### Goal of the exercise
Count, in the entries below, the lines in which "send" occurs. Give the number, nothing more.

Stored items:
>>>

PR #9865, opened 2017-02-26
Change bitcoin address in RPC help message

marijnfs:
Change bitcoin address in RPC help message to an invalid address, so people don't accidentally send coins there (like I did).

### DIFF
--- a/src/rpc/misc.cpp
+++ b/src/rpc/misc.cpp
@@ -347,11 +347,11 @@ UniValue verifymessage(const JSONRPCRequest& request)
             "\nUnlock the wallet for 30 seconds\n"
             + HelpExampleCli("walletpassphrase", "\"mypassphrase\" 30") +
             "\nCreate the signature\n"
-            + HelpExampleCli("signmessage", "\"1D1ZrZNe3JUo7ZycKEYQQiQAWd9y54F4XZ\" \"my message\"") +
+            + HelpExampleCli("signmessage", "\"1D1ZrZNe3JUo7ZycKEYQQiQAWd9y54F4XX\" \"my message\"") +
             "\nVerify the signature\n"
-            + HelpExampleCli("verifymessage", "\"1D1ZrZNe3JUo7ZycKEYQQiQAWd9y54F4XZ\" \"signature\" \"my message\"") +
+            + HelpExampleCli("verifymessage", "\"1D1ZrZNe3JUo7ZycKEYQQiQAWd9y54F4XX\" \"signature\" \"my message\"") +
             "\nAs json rpc\n"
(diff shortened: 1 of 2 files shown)


laanwj:
Concept ACK. Hope you didn't lose a lot on this, it's not one of our addresses :(

Implementation-nit: please define a constant for this.

MarcoFalke:
I think the address was first mentioned in #3184.

src/rpc/misc.cpp
```diff
@@ -347,11 +347,11 @@ UniValue verifymessage(const JSONRPCRequest& request)
             "\nUnlock the wallet for 30 seconds\n"
             + HelpExampleCli("walletpassphrase", "\"mypassphrase\" 30") +
             "\nCreate the signature\n"
-            + HelpExampleCli("signmessage", "\"1D1ZrZNe3JUo7ZycKEYQQiQAWd9y54F4XZ\" \"my message\"") +
+            + HelpExampleCli("signmessage", "\"1D1ZrZNe3JUo7ZycKEYQQiQAWd9y54F4XX\" \"my message\"") +
```
MarcoFalke: I think you can use `DummyAddress(Params())` instead to get an invalid address.

marijnfs: Interesting. Though, I wanted to make the minimal change possible (I changed one letter) to keep things simpler. Do you think calling another function is necessary for this? It would be confusing if the address changes on each run for example.

JeremyRubin:
What if someone is trying to learn something and uses one of the documentation addresses  and gets "invalid address" and thinks something is wrong with their node/service? I think I prefer having a valid address in documentation for this reason.

My proposal to fix it would be that it uses an address that is owned by the wallet in question (specifically marked for help output), if the node has a wallet. That way any command that a user tries running from the help output without understanding could actually do something.

laanwj:
I strongly prefer using an invalid address here. You are not supposed to copy/paste the address, it can happen and it's better if it fails. Prevents a lot of panic "where did I just send to".

Using an address from the current wallet is a fair suggestion, but many of these calls are not coupled to the wallet at all, and shouldn't be.

JeremyRubin:
yeah on further thought failing is clearly better, even if it confuses someone once.

src/rpc/misc.cpp
laanwj: I think this is a good fix for 0.14 actually.
We can consider a cleaner solution later.

laanwj:
ACK 83ac719

rebroad:
@marijnfs sje3000@gmail.com is the email address of the user who probably has your BTC. Rather sneaky change to put their address (which is being used!) into the code, IMHO.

<<<

### Written solution
2